PR #1522, opened 2023-03-03
Add "Configure Active Directory" page

jpnurmi:
This is the _Configure Active Directory_ page alone extracted from #1415 without changes to other pages. A _Use Active Directory_ checkbox will be added on the _Who are you_ page as a separate step when things are ready. This PR does not include a way to navigate to the _Configure Active Directory_ page through the GUI but the page can be tested by passing `--initial-route=/active-directory` command-line argument or by changing the initial route in `routes.dart`.

| Light | Dark |
|---|---|
| image | image |

Ref: #41


packages/ubuntu_desktop_installer/lib/pages/active_directory/active_directory_l10n.dart
```diff
@@ -0,0 +1,54 @@
...
+      case AdDomainNameValidation.END_DOT:
+        return lang.activeDirectoryDomainEndDot;
+      case AdDomainNameValidation.START_HYPHEN:
+        return lang.activeDirectoryDomainStartHyphen;
+      case AdDomainNameValidation.END_HYPHEN:
+        return lang.activeDirectoryDomainEndHyphen;
+      case AdDomainNameValidation.MULTIPLE_DOTS:
+        return lang.activeDirectoryDomainMultipleDots;
+      default:
+        throw UnimplementedError(name);
```
jpnurmi, line 27: missing translation for REALM_NOT_FOUND
image

CarlosNihelton: image

versus

image

CarlosNihelton: Honestly: much better than the alternatives.

packages/ubuntu_desktop_installer/lib/pages/active_directory/active_directory_widgets.dart
```diff
@@ -0,0 +1,90 @@
...
+      labelText: lang.activeDirectoryDomainLabel,
+      initialValue: domainName,
+      successWidget: const SuccessIcon(),
+      validator: CallbackValidator(
+        (_) =>
+            validation == null ||
+            validation.singleOrNull == AdDomainNameValidation.OK,
+        errorText: validation?.firstOrNull?.localize(lang) ?? '',
+      ),
+      onChanged: context.read<ActiveDirectoryModel>().setDomainName,
```
CarlosNihelton, line 35: This worries me a little bit because when we set the domain name in the mode, we call for validation, and if the string is valid, then a network call is made to confirm the domain is reachable. It's usually fast in the positive scenario, but can easily span for more than 5 seconds if the domain name is not found. Chances are we won't see that often, because subiquity provides you with domain auto discovery, so a user requesting to join AD might not even need to type the domain name, in such case we should be fine.

CarlosNihelton (approved):
LGTM so far! I realize the mechanism for watching the join result will be a topic for its own PR and I appreciate that.

packages/ubuntu_desktop_installer/lib/pages/active_directory/active_directory_widgets.dart
jpnurmi: Hmm, I'd also feel more confident about this if we could split the basic regexp-based input validation and connection testing to separate endpoints. Or is it already possible with the latest API?

CarlosNihelton: I'll take care of that split in subiquity and ping you back once done.

jpnurmi: I've updated it to ping the domain controller on editing complete or when pressing _Test connection_ 

image

jpnurmi:
Alright, time to take the first step! I'll add the checkbox next.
________
▸ **EXERCISE REQUIREMENTS**
Output consists of exactly the lines from the one containing "jpnurmi: Hmm, I'd" to the end of the records above, retyped without change and with nothing extra.

▸ **RESULT OF THE TASK**
jpnurmi: Hmm, I'd also feel more confident about this if we could split the basic regexp-based input validation and connection testing to separate endpoints. Or is it already possible with the latest API?

CarlosNihelton: I'll take care of that split in subiquity and ping you back once done.

jpnurmi: I've updated it to ping the domain controller on editing complete or when pressing _Test connection_ 

image

jpnurmi:
Alright, time to take the first step! I'll add the checkbox next.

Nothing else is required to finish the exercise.